I was surfing.  In Folica.com, they had argan oil products and macadamia nut oil products.  What's better?  Anyone try any of them?  Anyone try both?


----------



## Firefox7275

Depends how much of each oil is in the product. Both oils are primarily long chain fatty acids which will form a protective layer over the hair cuticle but are unlikely to penetrate.


----------



## PrettyObsessed

Oils that coat hairs are actually good for keeping hair moisturized, as it forms a barrier around the hair cuticle and prevents the water inside of the hair from evaporating. 

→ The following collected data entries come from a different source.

Issue #975, opened 2023-10-18
[ENHANCEMENT] Easier helm configuration for high-availability setups


jessesimpson36:
**Describe the use case:**

Our documentation states that Camunda can be ran in a high availability mode: [docs](https://docs.camunda.io/docs/self-managed/platform-architecture/overview/#deployment). In the helm chart, some components cannot be scaled past 1 replica,

Related: https://github.com/camunda/camunda-platform-helm/issues/555

However, there are other options related to high-availability beyond just the replica count.

One such example came to us in a support request [SUPPORT-18079](https://jira.camunda.com/browse/SUPPORT-18079), and the goal was to configure elasticsearch shards and replicas for each component (Tasklist, Operate, and Optimize). 

This ticket may also be related: [SUPPORT-17988](https://jira.camunda.com/browse/SUPPORT-17988)

We should also exercise caution when dealing with components like Identity, which on first startup will be writing to a database.  If we want to allow customers to increase the number of replicas for that component, we have to ensure proper locking is done so that multiple identity pods don't push contradictory data in.

**Describe the enhancement/feature:**

**Desired outcome and acceptance tests:**

PR #1006, opened 2023-10-25
Add support for Multi-Region Active-Active setups

chDame:

Add support for Multi-Region Active-Active setups

### What's in this PR?

Creates partial Zeebe clusters in order to form stretch clusters across multiple k8s clusters.

This is accompanied by a [Helm profile containing chart values and Makefiles to automate operations procedures](https://github.com/camunda-community-hub/camunda-8-helm-profiles/tree/activeactive/google/multi-region/active-active).

### Checklist

**Before opening the PR:**

**After opening the PR:**

### DIFF
--- a/charts/camunda-platform/templates/zeebe/statefulset.yaml
+++ b/charts/camunda-platform/templates/zeebe/statefulset.yaml
@@ -11,9 +11,9 @@ metadata:
     {{- end }}
 spec:
   replicas: {{- if eq .Values.global.installationType "failOver" }}
-                {{ div (div .Values.clusterSize .Values.global.regions) 2 }}
+                {{ div (div .Values.zeebe.clusterSize .Values.global.regions) 2 }}
             {{- else }}
-                {{ div .Values.clusterSize .Values.global.regions }}
+                {{ div .Values.zeebe.clusterSize .Values.global.regions }}
             {{- end }}
   selector:
     matchLabels:
--- a/charts/camunda-platform/templates/zeebe/statefulset.yaml
+++ b/charts/camunda-platform/templates/zeebe/statefulset.yaml
@@ -10,7 +10,11 @@ metadata:
     {{ $key }}: {{ $value | quote }}
     {{- end }}
 spec:
-  replicas: {{ .Values.zeebe.clusterSize  }}
+  replicas: {{- if eq .Values.global.installationType "failOver" }}
+                {{ div (div .Values.clusterSize .Values.global.regions) 2 }}
+            {{- else }}
+                {{ div .Values.clusterSize .Values.global.regions }}
+            {{- end }}
   selector:
     matchLabels:
       {{- include "zeebe.matchLabels.broker" . | nindent 6 }}
--- a/charts/camunda-platform/values.yaml
+++ b/charts/camunda-platform/values.yaml
@@ -37,6 +37,12 @@
 ## @section Global parameters
 ## @extra global
 global:
+  # number of regions that this Camunda Platform instance is stretched across
+  regions: 1
+  # unique id of the region. Should start at 0 for easy computation. With 2 regions, you would have region 0 and 1.
+  regionId: 0
+  # mode of installation for multi-region disaster recovery: normal, failOver, failBack
+  installationType: normal
   ## Multitenancy configuration.
   ## @extra global.multitenancy
   multitenancy:
--- a/charts/camunda-platform/templates/zeebe/configmap.yaml
+++ b/charts/camunda-platform/templates/zeebe/configmap.yaml
@@ -9,8 +9,12 @@ data:
   startup.sh: |
     #!/usr/bin/env bash
     set -eux -o pipefail
-
-    export ZEEBE_BROKER_CLUSTER_NODEID=${ZEEBE_BROKER_CLUSTER_NODEID:-${K8S_NAME##*-}}
+    
+{{- if eq .Values.global.installationType "failOver" }}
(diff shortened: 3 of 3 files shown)


charts/camunda-platform/templates/zeebe/statefulset.yaml
```diff
@@ -10,7 +10,11 @@ metadata:
     {{ $key }}: {{ $value | quote }}
     {{- end }}
 spec:
-  replicas: {{ .Values.zeebe.clusterSize  }}
+  replicas: {{- if eq .Values.global.installationType "failOver" }}
+                {{ div (div .Values.clusterSize .Values.global.regions) 2 }}
+            {{- else }}
+                {{ div .Values.clusterSize .Values.global.regions }}
```
falko, line 16: This needs to be `.Values.zeebe.clusterSize`

jessesimpson36:
There was another PR that seemed quite similar to this one, yet I think it was open for a long time and none of us reviewed it. 

@falko @chDame , what is needed to test this change? And have you tested it yourself?  Are there risks to including this patch / is this prioritized by PM?

And in a situation where Distribution team is slow at responding on these PRs, you can always reach out in slack in ask-distribution to determine if this topic needs to be pushed further.

falko:
@jessesimpson36 The old PR #806 has been replaced by this and @deepthidevaki is currently reviewing this.

falko:
For testing I recommend looking at the [accompanying Helm profile](https://github.com/camunda-community-hub/camunda-8-helm-profiles/tree/activeactive/google/multi-region/active-active)

charts/camunda-platform/values.yaml
```diff
@@ -37,6 +37,12 @@
 ## @section Global parameters
 ## @extra global
 global:
+  # number of regions that this Camunda Platform instance is stretched across
+  regions: 1
+  # unique id of the region. Should start at 0 for easy computation. With 2 regions, you would have region 0 and 1.
+  regionId: 0
+  # mode of installation for multi-region disaster recovery: normal, failOver, failBack
+  installationType: normal
```
falko, line 45: @hisImminence and I discussed to move these values into a separate `multiregion` section.

jessesimpson36:
To summarize my thoughts about the topic, I have a few concerns:

1. A customer without a firm understanding of the camunda 8 helm profiles won't understand the multi-region options.
2. There are other parts of the entire camunda platform that aren't ready for multi-region setups.  For example,  if we have 8 zeebe pods, and 1 elasticsearch replica, then it looks weird for the configuration to read "regions: 3".  If the region with elasticsearch fails,  it would be like not having this PR and the applications would crash.  Similar idea for Tasklist, which I believe the replica count can't even be overridden yet. (#975 )
3. I want there to be docs explaining this feature in the camunda-docs repo, rather than a readme on the camunda-8-profiles repo.  Most our customers don't know the helm profiles exist. (this might be the same as 1)
4. I personally don't understand why customers want this besides acquiring a new buzzword.  If only zeebe is multiregion capable, there's no benefit that I can see.
5. Has anyone tested this feature alongside Multitenancy? If multitenancy is enabled, and did something in the backend where a number of zeebe pods are only available to 1 tenant,  then the math trick you did in the entrypoint may no longer work as intended.
6. Has anyone tested this with podAntiAffinityRules set?  I feel like that could also break this functionality.
7. The profile listed here: https://github.com/camunda-community-hub/camunda-8-helm-profiles/tree/main/google/multi-region/active-active  is very centered on deploying with GKE.  We need the docs to be more platform-generic.

We say that we have customers who want this feature, but I am concerned that existing customers may accidentally corrupt their databases trying to enable this.

Suggested actions:
1. Create docs in docs.camunda.io first explaining this feature and how to use it. (can even be mostly copy/pasted from [helm-profiles](https://github.com/camunda-community-hub/camunda-8-helm-profiles/tree/main/google/multi-region/active-active))
2. Add comments over top of the feature flags that lets us know this feature is experimental.
3. Test with multitenancy enabled, and confirm that multiregion still works properly.
4. Group related settings under a single key.
5. Get support team's perspective on this feature.  If it's too complicated for them to understand and teach, then none of our customers should have this feature.
6. Get Zeebe team's perspective on this feature.  (Or copy/paste [Deepthi's slack message](https://camunda.slack.com/archives/C0486FPV076/p1698333901390199) in here for transparency of risk )
7. At a bare minimum, the integration tests should still pass.
8. Run helm upgrade flipping back and forth between multi-region and non-multi-region, and ensure basic functionality still works.

I personally do not think this feature is a good idea, but if you do the above actions, I will mark this PR as reviewed.

hisImminence:
> To summarize my thoughts about the topic, I have a few concerns:
>
> 1. A customer without a firm understanding of the camunda 8 helm...
> ...


Thanks for the review and assessment of this PR @jessesimpson36. Due to the timeline and urgency, I will try to address your input directly with the related stakeholders [via this channel/ doc](https://camunda.slack.com/archives/C0486FPV076/p1698625343309349).

jessesimpson36:
@chDame @falko 
Please apply this patch to the PR, because I do not have permissions to push to your fork.

[0001-patch-put-options-under-multiregion-key-and-add-disc.patch.txt](https://github.com/camunda/camunda-platform-helm/files/13209338/0001-patch-put-options-under-multiregion-key-and-add-disc.patch.txt)

You can apply this with 
```
git apply 0001-patch-put-options-under-multiregion-key-and-add-disc.patch.txt
```
and the commit message I used is this: 

```
patch: put options under multiregion key and add disclaimer
```

jessesimpson36:
Running tests in https://github.com/camunda/camunda-platform-helm/pull/1019 with my patch so that CI will succeed (hopefully).

jessesimpson36:
Closing due to merging #1019

PR #1014, opened 2023-10-26
fix: optimize to use consistent versioning with other 8.3 components

jessesimpson36:

Optimize now releases under the 8.3.x image tag rather than the 3.11.x image tag.  I believe they are using 3.11.1 for compatibility reasons for the time being, but I suspect they will want to drop support for the 3.11.x numbering scheme at some point.

### What's in this PR?

This PR will change the optimize versions with 8.3.x for values.yaml and values-latest.yaml.  This change also configures renovate for camunda/optimize.

### Checklist

**Before opening the PR:**

- [x] Tests for charts are added (if needed). - not needed

**After opening the PR:**

### DIFF
--- a/charts/camunda-platform/test/unit/optimize/golden/deployment.golden.yaml
+++ b/charts/camunda-platform/test/unit/optimize/golden/deployment.golden.yaml
@@ -39,7 +39,7 @@ spec:
         []
       initContainers:
         - name: migration
-          image: camunda/optimize:3.11.1
+          image: camunda/optimize:8.3.1
           command: ['./upgrade/upgrade.sh', '--skip-warning']
           securityContext:
             allowPrivilegeEscalation: false
@@ -62,7 +62,7 @@ spec:
               name: camunda
       containers:
         - name: optimize
-          image: camunda/optimize:3.11.1
+          image: camunda/optimize:8.3.1
           imagePullPolicy: IfNotPresent
           securityContext:
             allowPrivilegeEscalation: false
--- a/charts/camunda-platform/values.yaml
+++ b/charts/camunda-platform/values.yaml
@@ -1146,7 +1146,8 @@ optimize:
     ## @param optimize.image.repository defines which image repository to use
     repository: camunda/optimize
     ## @param optimize.image.tag can be set to overwrite the global tag, which should be used in that chart
-    tag: 3.11.1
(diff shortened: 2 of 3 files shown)


charts/camunda-platform/test/unit/optimize/golden/deployment.golden.yaml
```diff
@@ -39,7 +39,7 @@ spec:
         []
       initContainers:
         - name: migration
-          image: camunda/optimize:3.11.1
+          image: camunda/optimize:8.3.1
```
HamzaMasood1, line 42: The global section already has a tag. Since this version conforms to the tag on the global section, I think it would make more sense to leave the tag empty for optimize so it grabs the tag from the global section.

HamzaMasood1 (changes requested):

charts/camunda-platform/test/unit/optimize/golden/deployment.golden.yaml
jessesimpson36: It's a good thought, but `global.image.tag` will actually need to be deprecated in the near future as the application components will no longer be in sync in 8.3.  @hisImminence can confirm

jessesimpson36: It's a good thought, but `global.image.tag` will actually need to be deprecated in the near future as the application components will no longer be in sync in 8.3.  @hisImminence can confirm

HamzaMasood1: If that's the case then it's good to merge. I'll approve. We can merge when @hisImminence has confirmed.

HamzaMasood1 (approved):

charts/camunda-platform/test/unit/optimize/golden/deployment.golden.yaml
hisImminence: > It's a good thought, but global.image.tag will actually need to be deprecated in the near future

I assume @jessesimpson36 refers to this ticket: https://github.com/camunda/product-hub/issues/1699
tltr: Its correct that our plan is to decouple the HC version from the application versions. So far I have no date yet but many evidence we should work on this rather sooner than later 🙈 

What ever feels easier to you/ less error prone I am fine with ;)

PR #1067, opened 2023-11-13
Release Camunda Platform Helm Chart v8.3.2

aabouzaid:
**Before opening the PR:**

**After opening the PR:**

If the release is a minor version bump:
- [ ] Make sure the regression test matrix is updated: located at [.github/workflows/test-regression.yaml](https://github.com/camunda/camunda-platform-helm/blob/main/.github/workflows/test-regression.yaml#L33-L36)

### DIFF
--- a/charts/camunda-platform/Chart.yaml
+++ b/charts/camunda-platform/Chart.yaml
@@ -1,6 +1,6 @@
 apiVersion: v2
 name: camunda-platform
-version: 8.3.1
+version: 8.3.2
 appVersion: 8.3.x
 description: |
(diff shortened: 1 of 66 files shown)


aabouzaid:
There is an issue in `ServiceMonitor` in the K8s cluster, but the main tests are passed.
So, I will release and fix that issue afterward.

aabouzaid:
I redo the release in https://github.com/camunda/camunda-platform-helm/pull/1070 because the Connectors' latest update was late and wasn't included in the release.

PR #1092, opened 2023-11-27
improve(operate): set default log level to INFO

megglos:
### What's in this PR?

I found that the default log level of Operate was DEBUG which I consider way too verbose. This changes it to INFO.


sdorokhova (approved):

aabouzaid (approved):
LGTM, thank you :+1:

PR #1093, opened 2023-11-27
chore: add CAMUNDA_TASKLIST_IDENTITY_USER_ACCESS_RESTRICTIONS_ENABLED as true

nathansandi:

User Group management flag

### What's in this PR?

- We set to true the env variable  CAMUNDA_TASKLIST_IDENTITY_USER_ACCESS_RESTRICTIONS_ENABLED as default to turn on the User Access Restrictions on Self Managed

### Checklist

**Before opening the PR:**

**After opening the PR:**

### DIFF
--- a/charts/camunda-platform/templates/tasklist/deployment.yaml
+++ b/charts/camunda-platform/templates/tasklist/deployment.yaml
@@ -75,6 +75,8 @@ spec:
               {{- end }}
             - name: CAMUNDA_TASKLIST_IDENTITY_AUDIENCE
               value: "tasklist-api"
+            - name: CAMUNDA_TASKLIST_IDENTITY_USER_ACCESS_RESTRICTIONS_ENABLED
+              value: "true"
             {{- /*
               TODO: Remove the trimSuffix when it's fixed in Tasklist.
               https://github.com/camunda/camunda-platform-helm/issues/714


charts/camunda-platform/templates/tasklist/deployment.yaml
```diff
@@ -75,6 +75,8 @@ spec:
               {{- end }}
             - name: CAMUNDA_TASKLIST_IDENTITY_AUDIENCE
               value: "tasklist-api"
+            - name: CAMUNDA_TASKLIST_IDENTITY_USER_ACCESS_RESTRICTIONS_ENABLED
```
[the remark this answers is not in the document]
nathansandi: I agree :), thanks for the check, gonna update this.

charts/camunda-platform/templates/tasklist/deployment.yaml
```diff
@@ -75,6 +75,13 @@ spec:
               {{- end }}
             - name: CAMUNDA_TASKLIST_IDENTITY_AUDIENCE
               value: "tasklist-api"
+            {{- if .Values.tasklist.identityUserAccessRestrictionsEnabled }}
```
aabouzaid, line 78: I'd first suggest using a different key name here.

How is the var `CAMUNDA_TASKLIST_IDENTITY_USER_ACCESS_RESTRICTIONS_ENABLED` represented in Tasklist? Is it `camunda.tasklist.identity.userAccessRestrictions.enabled` or something else?

aabouzaid, line 78: Another point: if that's a bool, there's no need to use the if condition just use it directly in the var.

nathansandi: But if it is not set, the default is true, do I need any special part for this? or its fine my default definition on my app?

nathansandi: Ok :) I understood now, gonna update the identifier

aabouzaid: This one is good `tasklist.identity.userAccessRestrictions.enabled` because we can extend both `identity` and `userAccessRestrictions` if needed.

But the current implementation looks like `tasklist.identityUserAccessRestrictions.enabled` (the `identity` is not a map).

aabouzaid: If you want it enabled by default, then the new implementation is what we are looking for :ok_hand:

aabouzaid (changes requested):
I've left a comment about the `tasklist.identity` key.

aabouzaid (approved):
LGTM, thank you :+1: (the error in the readme update workflow is not related to the change so we can merge it).

PR #1101, opened 2023-11-30
refactor: mount tasklist-configmap volume on a new path

houssain-barouni:

https://github.com/camunda/tasklist/issues/3894

### What's in this PR?

Similar to https://github.com/camunda-cloud/camunda-operator/pull/2255

**Mount tasklist-configmap volume on a new path (required for replacement of jib maven plugin by Dockerfile))**

In Tasklist, we are aiming to replace [jib-maven-plugin](https://github.com/GoogleContainerTools/jib/tree/master/jib-maven-plugin) that we use to build Docker images by plain Dockerfile

jib-maven-plugin comes with some predefined paths for the classpath (like `/app/resources/` ...)
for this reason the `tasklist-configmap-webapp` (containing application.yaml to be used in SaaS) was mounted on the container at this path

With Dockerfile, we use a generated sh script (similar to what Operate is using) as an entrypoint. It is using a different classpath (uses docker user home path)

For this reason, we need to mount `tasklist-configmap` on a new path `/usr/local/tasklist/config/application.yml`
More context can be found here https://github.com/camunda/tasklist/issues/3894#issuecomment-1831709769

I think we need to keep both mount paths coexisting until we make sure no one is using a Docker image built with jib plugin. 

### Checklist

**Before opening the PR:**

**After opening the PR:**

### DIFF
--- a/charts/camunda-platform/templates/tasklist/deployment.yaml
+++ b/charts/camunda-platform/templates/tasklist/deployment.yaml
@@ -169,6 +169,9 @@ spec:
             - name: config
               mountPath: /app/resources/application.yml
               subPath: application.yml
+            - name: config-tasklist
+              mountPath: /usr/local/tasklist/config/application.yml
+              subPath: application.yml
             - mountPath: /tmp
               name: tmp
             - mountPath: /camunda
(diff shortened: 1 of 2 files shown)


charts/camunda-platform/templates/tasklist/deployment.yaml
```diff
@@ -184,6 +187,10 @@ spec:
           configMap:
             name: {{ include "tasklist.fullname" . }}
             defaultMode: {{ .Values.tasklist.configMap.defaultMode }}
+        - name: config-tasklist
```
aabouzaid, line 190: Is it needed to duplicate the volume itself? As I remember we can use the same CM in different places.

PR #3982, opened 2025-08-22
test: fixes for unit tests in 8.8  and turn on unit tests in ci

jessesimpson36:

For the past few months, we've been ignoring unit test failures in 8.8, and have let all the problems build up. This PR fixes all of those issues and brings us into a state where the tests are passing again.

### What's in this PR?

Test fixes. Mostly:
- add identity.enabled if the conditional requires identity
- add global.identity.auth.enabled if the conditional requires it
- additional usages for `global.security.auth.method`
- Work around the newly added constraints
- Found issues where some of our tests don't actually fill out the deployment struct with rendered template
- Some hardcoded array indices were converted into a for loop searching for the entry in the list we want to test.
- Connectors no longer has an inbound-secret.yaml, so I removed those tests

One other thing I did was decouple the tests that tested in the _application-unified.yaml file and the old configmap.yaml. There are now enough differences between the two files that this coupling no longer makes sense.

### Checklist

**Before opening the PR:**

**After opening the PR:**


hisImminence:
Regarding the unit tests, I just came across [this comment](https://github.com/camunda/camunda-platform-helm/blob/main/charts/camunda-platform-8.8/test/ci-test-config.yaml#L4):

> # TODO: Enable it again when the 8.7 is released (we need to review and fix the unit tests for 8.8).

Sounds the comment can also be removed with this?

jessesimpson36:
> Regarding the unit tests, I just came across [this comment](https://github.com/camunda/camunda-platform-helm/blob/main/charts/camunda-platform-8.8/test/ci-test-config.yaml#L4):
> 
> > TODO: Enable it again when the 8.7 is released (we need to review and fix the unit tests for 8.8).
> 
> Sounds the comment can also be removed with this?

I think I've already removed this comment in this PR

hisImminence:
> > Regarding the unit tests, I just came across [this comment](https://github.com/camunda/camunda-platform-helm/blob/main/charts/camunda-platform-8.8/test/ci-test-config.yaml#L4):
> > > TODO: Enable it again when the 8.7 is released (we need to review and fix the unit tests for 8.8).
> > 
> > 
> > Sounds the comment can also be removed with this?
> 
> I think I've already removed this comment in this PR

Oh yes indeed! Somehow I missed it 🥇

hisImminence:
> [Test - Chart Version / 8.8 - gke - pr - eske / gke - ITs / Scenario - eske - gke / upgrade on gke - eske (pull_request)](https://github.com/camunda/camunda-platform-helm/actions/runs/17214126001/job/48837658559?pr=3982)

This failes due to (by @jessesimpson36 ):

> Theres a mismatch between core-api and orchestration-api. The upgrade tests are installing by submitting core-api to keycloak, but when upgrading, it's doing the check as though the permission is called orchestration-api. And that's why it fails. I think in order for it to succeed, the most recent alpha release needs to have the core -> orchestration renaming in place.

Issue #4003, opened 2025-08-26
[EPIC] 8.8 Testing Efforts with QA team


hisImminence:
This epic summarizes the remaining work for our test setup required for the QA team.

Over the last weeks we made tremendous efforts on improving the test coverage and setup 👏 and thanks @eamonnmoloney. The configuration of infrastructure (HC configuration as values.yamls and the workflow setup) is now mostly in the hands of the Distribution Team.

### Current state

* Over the past weeks we faced still some issues (e.g. too long names for namespaces, resource issue for HC setups) which lead to high instability:
   * By increasing the resources it seems this issue is fixed (still needs confirmation/ proof)
   * Also the names of the namespaces have been shortened. 
   * TTL was set down. QA was asking if it could be back on 4 hrs. in the resource issue is resolved.
      * Its possible to set the TTL when kicking off a workflow. Per default, the TTL is 1hr.  
      * See https://github.com/camunda/camunda-platform-helm/issues/3920 
      * [ ] @aabouzaid to confirm issue is resolved and TTL can be increased to 4 hrs. without having again resource issues. 
* We have still remaining PRs in progress for test scenarios and setup improvements -it should all be done until the 8.8 release (latest mid septmeber).
* zeebe CPU was increased to 4 cores.
 
### Open PRs/ Todos

* [x] License Testing
   * https://github.com/camunda/c8-cross-component-e2e-tests/pull/1133
   * https://github.com/camunda/camunda-platform-helm/pull/3978
* [ ] https://github.com/camunda/c8-cross-component-e2e-tests/pull/1059
	- @slolatte is reviewing this PR
* [x] https://github.com/camunda/camunda-platform-helm/pull/3560
* [ ] https://github.com/camunda/c8-cross-component-e2e-tests/pull/1108 ("PR-triggered-workflow" (lower prio)
* [x] https://github.com/camunda/camunda-platform-helm/issues/3865
* [ ] Make Distro nightly tests green again: https://github.com/camunda/camunda-platform-helm/actions/workflows/test-version-nightly.yaml 
* [ ] https://github.com/camunda/camunda-platform-helm/issues/3809
* [x] https://github.com/camunda/team-distribution/issues/546

### Missing Test scenarios

* [ ] S3 Bucket/ document handling:
[...]

PR #4010, opened 2025-08-27
ci: set groups claim to empty string to show Groups tab

jessesimpson36:

Related to https://github.com/camunda/camunda-platform-helm/issues/4003

The gist is that keycloak does not supply a groups claim attribute by default, and when we set it to a default value, the Groups tab does not show up. The QA team is not prepared to give up on the Groups tab for OIDC scenarios quite yet, and the functionality is still required by SaaS and will not be removed, so I think for testing scenarios, it makes sense to override this value to empty string.

### Checklist

**Before opening the PR:**

**After opening the PR:**


hisImminence (approved):

hamza-m-masood:
@megglos FYI the default group claim attribute has been removed.
This default value was added for the identity keycloak migration to work.

PR #4057, opened 2025-09-01
chore: unify yaml file naming

aabouzaid:

Epic: https://github.com/camunda/team-distribution/issues/433

### What's in this PR?

Some YAML files don't follow the convention we have in the repo and use `yml` instead of `yaml` extension.


eamonnmoloney (approved):

aabouzaid:
@hamza-m-masood good point :ok_hand: 

We already renamed most of the files for the apps config, the only one is not renamed is Connectors.

I will not touch the released versions, but we can make it now for alpha (8.8).
And to be sure, I've asked the Connectors team about the change from `application.yml` to `application.yaml`.

Issue #2679, opened 2024-12-12
[ISSUE] Release matrix on helm.camunda.io is not yet updated for most recent release


jessesimpson36:
**Describe the issue:**

I expect to see version 11.1.0 listed here:
https://helm.camunda.io/camunda-platform/version-matrix/camunda-8.6/#helm-chart-1104

but it is not there yet.

Part of the reason is 
https://github.com/camunda/camunda-platform-helm/issues/2672
caused the post-release job to fail.

**Actual behavior:**

**Expected behavior:**

**How to reproduce:**

**Logs:**

**Environment:**

**Please note: Without the following info, it's hard to resolve the issue and probably it will be closed.**

- Platform: 
- Helm CLI version: 
- Chart version: 
- Values file:

hisImminence:
@jessesimpson36 afaiSee this should be solved and the latest releases are showing up in the release matrix page. Please reopen if thats not the case.

Issue #2818, opened 2025-01-29
[ENHANCEMENT] Custom ingress labels


kristeey:
**Describe the use case:**

It would be nice to be able to add labels directly on specific Ingress resources. This is desirable in different usecases e.g. using label filtering with externalDNS in order to create DNS records based on ingresses with a specific label. Atm this is not possible without using the `extraLabels` attributes for some of the components (not all), but this will add the label on other resources as well.

**Describe the enhancement/feature:**

E.g. in the operate ingress:

```
{{- if and .Values.operate.enabled .Values.operate.ingress.enabled -}}
apiVersion: networking.k8s.io/v1
kind: Ingress
metadata:
  name: {{ include "operate.fullname" . }}
  labels:
    ...
    {{- if .Values.operate.ingress.labels }}
    {{ toYaml .Values.operate.ingress.labels  }}
    {{- end }}
```

**Desired outcome and acceptance tests:**

Ability to include specific labels for specific ingresses in the helm chart.

hisImminence:
@theburi could you please have a look on this and check if we have already a feature request for this?

hisImminence:
Hi @kristeey, thanks for your request. 

We confirmed this is seen as a feature request and tracked now via https://github.com/camunda/camunda-platform-helm/issues/2818. 

I will close this issue then!

kristeey:
Not sure if you linked to the correct issue. #2818 is this issue 🤔

kristeey:
@hisImminence Sorry for asking again, but the tracking reference you gave is actually this issue. Did you mean to refere to another issue or PR?

hisImminence:
Thanks @kristeey, you are right - I updated the link!

PR #4063, opened 2025-09-02
feat: add custom ingress label values

bkenez:

product-hub #2679

### What's in this PR?

Adds a new labels value to each ingress in values.yaml

### Checklist

**Before opening the PR:**

**After opening the PR:**


charts/camunda-platform-8.8/test/unit/common/ingress_test.go
```diff
@@ -254,6 +254,139 @@ func (s *IngressTemplateTest) TestDifferentValuesInputs() {
...
 			},
 		},
+		{
+			Name:                 "TestIngressWithGlobalLabels",
+			HelmOptionsExtraArgs: map[string][]string{"install": {"--debug"}},
+			Values: map[string]string{
+				"global.ingress.enabled":                        "true",
+				"global.ingress.labels.test-label":              "test-value",
+				"global.ingress.labels.external-dns":            "enabled",
+				"global.ingress.labels.nginx\\.ingress\\.class": "public",
```
jessesimpson36, line 264: wow you can just escape the periods like this?! :exploding_head:

charts/camunda-platform-8.8/templates/common/ingress-http.yaml
```diff
@@ -5,6 +5,9 @@ metadata:
   name: {{ include "camundaPlatform.fullname" . }}-http
   labels:
     {{- include "camundaPlatform.labels" . | nindent 4 }}
+    {{- if .Values.global.ingress.labels }}
+    {{- toYaml .Values.global.ingress.labels | nindent 4 }}
+    {{- end }}
```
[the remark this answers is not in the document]
bkenez: Would be cleaner for sure, but that is also used on other components, and they specifically asked for ingress-only labels in the original request:
https://github.com/camunda/camunda-platform-helm/issues/2818

aabouzaid:
I believe that we need this feature for all versions.
I'm checking with @hisImminence about this now.

charts/camunda-platform-8.8/templates/common/ingress-grpc.yaml
```diff
@@ -6,6 +6,9 @@ metadata:
   name: {{ include "camundaPlatform.fullname" . }}-grpc
   labels:
     {{- include "camundaPlatform.labels" . | nindent 4 }}
+    {{- if .Values.orchestration.ingress.grpc.labels }}
+    {{- toYaml .Values.orchestration.ingress.grpc.labels | nindent 4 }}
+    {{- end }}
```
aabouzaid, line 11: Given that we have 2 values with user inputs, a duplication of the keys could fail the setup.

So, it's better to use something like [common.tplvalues.merge-overwrite](https://github.com/bitnami/charts/blob/7f48d55001b7c2e78d68a4b98a3919c923f6e1a9/bitnami/common/templates/_tplvalues.tpl#L40), where the Ingress labels override the common labels.

bkenez: Oh nice, did not know that, that is really clean
Implementing 👍

aabouzaid (approved):
Great, LGTM 🙌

On another note, I've tried Macadamia Natural Oil products and I like it a lot. I've seen a lot of Macadamia products reviewed on YouTube and it generally gets really good reviews. The MNO products actually contain argan oil as well as macadamia oil. Both of those oils and most other hair oils will lightly coat your hair, leaving it frizz free and moisturized. Some oils, like coconut oils, will penetrate your hair instead of coating it, which doesn't keep humidity out or moisture in as well as coating oils.


----------



## megdolla

I have a argan oil hair mask that I bought from Sallys. I love LOVE it. I dye my hair red, and just recently bleached my bangs bleach blonde. This has saved my bleached hair. I swear this product is just amazing. I'm a lifeguard/swim teacher so my hair really takes a beating. I've haven't had this healthy hair since before I dyed my hair.


----------



## Fairest of all

> Originally Posted by *megdolla* /img/forum/go_quote.gif
> 
> I have a argan oil hair mask that I bought from Sallys. I love LOVE it. I dye my hair red, and just recently bleached my bangs bleach blonde. This has saved my bleached hair. I swear this product is just amazing. I'm a lifeguard/swim teacher so my hair really takes a beating. I've haven't had this healthy hair since before I dyed my hair.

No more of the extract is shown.